Libra r-cnn: Towards balanced learning for object detection

티스토리 뷰

Paper Review/Modern Detector

Libra r-cnn: Towards balanced learning for object detection

Arc Lab. 2019. 8. 23. 14:28

[업데이트 2019.08.24 13:14]

1. 논문

Libra r-cnn: Towards balanced learning for object detection

The IEEE Conference on Computer Vision and Pattern Recognition (CVPR), 2019, pp. 821-830

2019.07.16-20

soure code: https://github.com/OceanPang/Libra_R-CNN

2. 요약

- In this work, we carefully revisit the standard training practice of detectors, and find that the detection performance is often limited by the imbalance during the training process, which generally consists in three levels – sample level, feature level, and objective level.

- we propose Libra R-CNN, a simple but effective framework towards balanced learning for object detection. It integrates three novel components: IoU-balanced sampling, balanced feature pyramid, and balanced L1 loss, respectively for reducing the imbalance at sample, feature, and objective level.

- Based on this paradigm, the success of the object detector training depends on three key aspects:

(1) whether the selected region samples are representative,

(2) whether the extracted visual features are fully utilized, and

(3) whether the designed objective function is optimal.

However, our study reveals that the typical training process is significantly imbalanced in all these aspects.

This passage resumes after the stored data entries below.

PR #3141, opened 2019-02-13
Merrco partial refunds fix

payfirma1:
Changes made to the add_order_id method to send a uuid in place of order number. This is expected to fix the multiple partial refunds problem for Merrco payments.


lib/active_merchant/billing/gateways/netbanx.rb
```diff
@@ -157,8 +157,8 @@ def expdate(credit_card)
         { :month => month, :year => year }
       end
 
-      def add_order_id(post, options)
-        post[:merchantRefNum] = (options[:order_id] || SecureRandom.uuid)
+      def add_order_id(post)
+        post[:merchantRefNum] = (SecureRandom.uuid)
```
pi3r: You don't need the parenthesis here.

payfirma1: The reason for us to make this change is that the PaySafe gateway expects a unique merchantRefNum each time we make a partial refund for an order. In the code the order id was being sent as the merchantRefNum for each refund and this allowed only 1 refund per order (full or partial).

Given that the earlier code change affected multiple line, we have now moved the only change we wanted into its own method. We just needed this functionality in the refunds method, not anywhere else. 

A test case won't be required now because this line of change will only affect the refunds method and as per the existing test cases it's not possible to test the refunds without going through the full transaction and settlement cycle from the gateway.

With this final commit we hope that we can push this change onto the Shopify platform and it won't have any negative affect on any functionality except refunds.

Additionally all existing test cases are being satisfied after this code change and also the automatic build on our branch is passing.

pi3r:
How will you be able to track to which order the refund belongs to?

payfirma1:
As per the Pay safe API documentation and our discussion with their representative we know that the merchantRefNum has to be unique each time we communicate with the API. Also we specifically asked that if the merchantRefNum has to be the order id, to which the answer was no. It can be any random string, as long as it is unique each time.

We tried the same process via their virtual terminal and it lets us perform multiple partial refunds by giving any random merchantRefNum. We are just hoping that what was told to us is correct.

payfirma1:
You think we can proceed with this pull request or is there more you want from our side ?

payfirma1:
Hi. Is there something else you would like us to add in order to proceed with this pull request ?

payfirma1:
Thank you. What is the next step for us to test this functionality ? When will these changes reflect on the production Shopify site ?

pi3r:
We need to merge this and include the new version in our production environment. We will let you know when this is done, after merging.

payfirma1:
Thank you. Will wait for next piece of communication from your side and will then test this functionality.

payfirma1:
Hi. May I please request to get an estimate on the timeline when we can expect this change to get pushed to production ?

pi3r:
@payfirma1 Changes should be live on our platform.

PR #3142, opened 2019-02-15
Fat Zebra: Support voids

curiousepic:
This requires keeping track of actions in order to properly choose the
url for voiding refunds since it is different from refunding purchases.

Remote (1 unrelated failure):
22 tests, 78 assertions, 1 failures, 0 errors, 0 pendings, 0 omissions, 0 notifications
95.4545% passed

Unit:
17 tests, 89 assertions, 0 failures, 0 errors, 0 pendings, 0 omissions, 0 notifications
100% passed

### DIFF
--- a/lib/active_merchant/billing/gateways/fat_zebra.rb
+++ b/lib/active_merchant/billing/gateways/fat_zebra.rb
@@ -46,14 +46,17 @@ module ActiveMerchant #:nodoc:
       end
 
       def capture(money, authorization, options = {})
+        txn_id, _ = authorization.to_s.split('|')
         post = {}
+
         add_amount(post, money, options)
         add_extra_options(post, options)
 
-        commit(:post, "purchases/#{CGI.escape(authorization)}/capture", post)
+        commit(:post, "purchases/#{CGI.escape(txn_id)}/capture", post)
       end
 
-      def refund(money, txn_id, options={})
+      def refund(money, authorization, options={})
+        txn_id, _ = authorization.to_s.split('|')
         post = {}
 
         add_extra_options(post, options)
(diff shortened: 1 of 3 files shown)


lib/active_merchant/billing/gateways/fat_zebra.rb
```diff
@@ -141,23 +152,25 @@ def commit(method, uri, parameters=nil)
...
-      def authorization_from(response, success)
+      def authorization_from(response, success, uri)
+        endpoint = uri.split('/')[0]
         if success
-          (response['response']['id'] || response['response']['token'])
+          id = response['response']['id'] || response['response']['token']
+          "#{id}|#{endpoint}"
         else
-          nil
+          ''
```
jknipp: Not something you have to change. I guess you could avoid the `else` and then call `authorization_from(response, success, uri).to_s`. Probably better to be explicit.

curiousepic: calling `.to_s` would produce authorizations of the form `|purchases` etc. But in any case, now that we have `.split` being called on authorizations, it will choke on `nil`. But I suppose I could call `.to_s.split`...

jknipp: Not sure it's worth the effort, think I'd leave it as is for explicitness.

curiousepic: Actually noticed a lot of split-auth implementations use `.to_s.split`, it is more robust at least. I updated that and also some variable naming conventions, if you wouldn't mind giving another once-over.

curiousepic:
@jknipp A better solution for this metadata would definitely be a nice to have, it's one of the things I was going to bring up in standup. But we're already pretty entrenched in it.

lib/active_merchant/billing/gateways/fat_zebra.rb
curiousepic: Oops, missed amending somehow, should be accurate now.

- To mitigate the adverse effects caused by these issues, we propose Libra R-CNN, a simple but effective framework for object detection that explicitly enforces the balance at all three levels discussed above. This framework integrates three novel components:

(1) IoU-balanced sampling, which mines hard samples according to their IoU with assigned ground-truth.

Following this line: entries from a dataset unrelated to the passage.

PR #3143, opened 2019-02-15
BlueSnap: Support ACH/ECP payments

jknipp:
Add support for ACH/ECP/echeck payments. We only support vaulting and using 1 ACH account per customer (<= v2.0). Support for multiple ACH accounts (v3.0) was not included at this time.

ECS-60

Unit:
33 tests, 103 assertions, 0 failures, 0 errors, 0 pendings, 0 omissions, 0 notifications
100% passed

Remote:
25 tests, 97 assertions, 0 failures, 0 errors, 0 pendings, 0 omissions, 0 notifications
100% passed

### DIFF
--- a/lib/active_merchant/billing/gateways/blue_snap.rb
+++ b/lib/active_merchant/billing/gateways/blue_snap.rb
@@ -170,7 +170,7 @@ module ActiveMerchant
       def add_auth_purchase(doc, money, payment_method, options)
         doc.send('recurring-transaction', options[:recurring] ? 'RECURRING' : 'ECOMMERCE')
         add_order(doc, options)
-        doc.send('storeCard', options[:store_card] || false)
+        doc.send('store-card', options[:store_card] || false)
         add_amount(doc, money, options)
         add_fraud_info(doc, options)
 
--- a/lib/active_merchant/billing/gateways/blue_snap.rb
+++ b/lib/active_merchant/billing/gateways/blue_snap.rb
@@ -59,14 +59,27 @@ module ActiveMerchant
         'line1: N, zip: N, name: N' => 'N',
       }
 
+      BANK_ACCOUNT_TYPE_MAPPING = {
+        'personal_checking' => 'CONSUMER_CHECKING',
+        'personal_savings' => 'CONSUMER_SAVINGS',
+        'business_checking' => 'CORPORATE_CHECKING',
+        'business_savings' => 'CORPORATE_SAVINGS'
+      }
+
       def initialize(options={})
         requires!(options, :api_username, :api_password)
         super
       end
 
       def purchase(money, payment_method, options={})
-        commit(:purchase) do |doc|
-          add_auth_purchase(doc, money, payment_method, options)
+        payment_method_details = PaymentMethodDetails.new(payment_method)
+
+        commit(:purchase, :post, payment_method_details) do |doc|
+          if payment_method_details.alt_transaction?
+            add_alt_transaction_purchase(doc, money, payment_method_details, options)
+          else
+            add_auth_purchase(doc, money, payment_method, options)
+          end
         end
       end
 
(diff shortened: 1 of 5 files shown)


lib/active_merchant/billing/gateways/blue_snap.rb
```diff
@@ -245,6 +273,53 @@ def add_authorization(doc, authorization)
...
+            add_personal_info(doc, check, options)
+            add_echeck_company(doc, check)
+          end
+        end
+
+        doc.send('ecp-transaction') do
+          add_echeck(doc, check) unless vaulted_shopper
+        end
+
+        doc.send('authorized-by-shopper', options[:authorized_by_shopper])
```
jknipp: This field must always be `true` for ACH/ECP and other alternate payments to be accepted. However, BlueSnap requires that the merchant have a checkbox with specific verbiage on their checkout page and require the customer to agree to terms. 

I left it up to our customers to pass this value in to ensure they were meeting the gateway's requirements.

lib/active_merchant/billing/gateways/blue_snap.rb
```diff
@@ -380,5 +457,50 @@ def forbidden_response(body)
         { 'description' => body }
       end
     end
+
+    class PaymentMethodDetails
```
curiousepic: Whoa, this is pretty heavy duty. I don't think any other adapters define internal classes for something like this; a `check` payment method class already exists. How necessary is this?

curiousepic: For reference, here is a typical ACH implementation https://github.com/activemerchant/active_merchant/blob/master/lib/active_merchant/billing/gateways/card_connect.rb#L192-L213

jknipp: @curiousepic There is one other place in AM that defines an internal class. I started off keeping track off the payment method details using a hash, however, this quickly became unruly as I had to perform checks multiple places to see if the payment method is an alt transaction and/or if it is a check. For this particular case, creating a class with accessors allowed for better encapsulation of functionality.

Unlike a [straightforward implementation](https://github.com/activemerchant/active_merchant/blob/master/lib/active_merchant/billing/gateways/card_connect.rb#L192-L213), Blue Snap's API changes the resource URL, XML root element and other aspects based on if the transaction is a card or an ACH/SEPA/Paypal/etc (`alt transaction`).  What we end up with is needing to classify 4 payment method types 1) String 2) String, but storing an Alt payment method (ACH) 3) Check, 4) [Default] Credit card.

My first pass required values to be passed repeatedly to different methods - because `url` and `root_element` are deeply nested in `commit` I had to pass data from method to method to end up with `if-elsif-else` statements replacing the ternary form `action == :store ? 'vaulted-shopper' : 'card-transaction'`. 

I'd prefer to not use an internal class but felt it was much cleaner to do so because of the encapsulation. I'm happy to pair and walk through these changes.

curiousepic: I seeeee, got it. Just wanted to make sure it was justified and sounds like it is. Thanks for the details.

lib/active_merchant/billing/gateways/blue_snap.rb
```diff
@@ -380,5 +457,50 @@ def forbidden_response(body)
...
+
+      def initialize(payment_method = nil)
+        @payment_method = payment_method
+        @payment_method_type = nil
+        parse(payment_method)
+      end
+
+      def check?
+        @payment_method_type == 'check'
+      end
```
jknipp: @curiousepic I'm to going to make one small update: 

```
def check?
  @payment_method.is_a(Check) || @payment_method_type == 'check'
end
```

lib/active_merchant/billing/gateways/blue_snap.rb
```diff
@@ -324,13 +399,15 @@ def message_from(succeeded, parsed_response)
...
+        action == :store ? vaulted_shopper_id(parsed_response, payment_method_details) : parsed_response['transaction-id']
       end
 
-      def vaulted_shopper_id(parsed_response)
+      def vaulted_shopper_id(parsed_response, payment_method_details)
         return nil unless parsed_response['content-location-header']
-        parsed_response['content-location-header'].split('/').last
+        vaulted_shopper_id = parsed_response['content-location-header'].split('/').last
+        vaulted_shopper_id += "|#{payment_method_details.payment_method_type}" if payment_method_details.alt_transaction?
+        vaulted_shopper_id
```
curiousepic: I might just be confused, but shouldn't this mean that for a purchase with a stored card, the token is added to the request as `[id]|card`? I'd think it would need to get split out, but apparently the `test_successful_purchase_using_stored_card` remote test passes?

curiousepic: Oh, no, because it's not an `alt_transaction?` on store. NM!

curiousepic:
But nice work wrangling some complicated dependencies into a semblance of order!

jknipp:
A yet to be realized benefit of introducing the internal class is that adding other alternate payment types should be easy (support the new type in the class, add supporting XML changes).

PR #3144, opened 2019-02-18
Concatenate card and customer token

therufs:
Pinpayments handles stored cards by assigning them to a user. It seems that if
a card is associated with a user the card must be used with the customer ID
rather than the card's, and since a card can only be associated with one user,
it's not clear that the card ID generated when a card is stored will ever
actually be reusable (see the [Customer API docs](https://pinpayments.com/developers/api-reference/customers#put-customer) since cards are irretrievable once they are replaced.

The possible use case for stored card IDs is that customers may have multiple
cards if one is set as primary. Other stored cards may not be able to be used
until/unless they are set as primary.

Remote tests: 16 tests, 46 assertions, 0 failures, 0 errors, 0 pendings, 0 omissions, 0 notifications
100% passed
Unit tests: 37 tests, 112 assertions, 0 failures, 0 errors, 0 pendings, 0 omissions, 0 notifications
100% passed

### DIFF
--- a/lib/active_merchant/billing/gateways/pin.rb
+++ b/lib/active_merchant/billing/gateways/pin.rb
@@ -67,6 +67,7 @@ module ActiveMerchant #:nodoc:
       # Updates the credit card for the customer.
       def update(token, creditcard, options = {})
         post = {}
+        token = get_customer_token(token)
 
         add_creditcard(post, creditcard)
         add_customer_data(post, options)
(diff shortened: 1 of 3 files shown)


lib/active_merchant/billing/gateways/pin.rb
```diff
@@ -206,7 +215,11 @@ def unparsable_response(raw_response)
       end
 
       def token(response)
-        response['token']
+        if response['token'].start_with?('cus')
+          "#{response.dig('card', 'token')}+#{response['token']}"
```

(2) balanced feature pyramid, which strengthens the multi-level features using the same deeply integrated balanced semantic features.

(3) balanced L1 loss, which promotes crucial gradients, to rebalance the involved classification, overall localization and accurate localization.

- Without bells and whistles, Libra R-CNN achieves 2.5 points and 2.0 points higher Average Precision (AP) than FPN Faster R-CNN and RetinaNet respectively on MS COCO [21].

Here, we summarize our main contributions:

(1) We systematically revisit the training process of detectors. Our study reveals the imbalance problems at three levels that limit the detection performance.

(2) We propose Libra RCNN, a framework that rebalances the training process by combining three new components: IoU-balanced sampling, balanced feature pyramid, and balanced L1 loss.

(3) We test the proposed framework on MS COCO, consistently obtaining significant improvements over state-of-the-art detectors, including both single-stage and two-stage ones.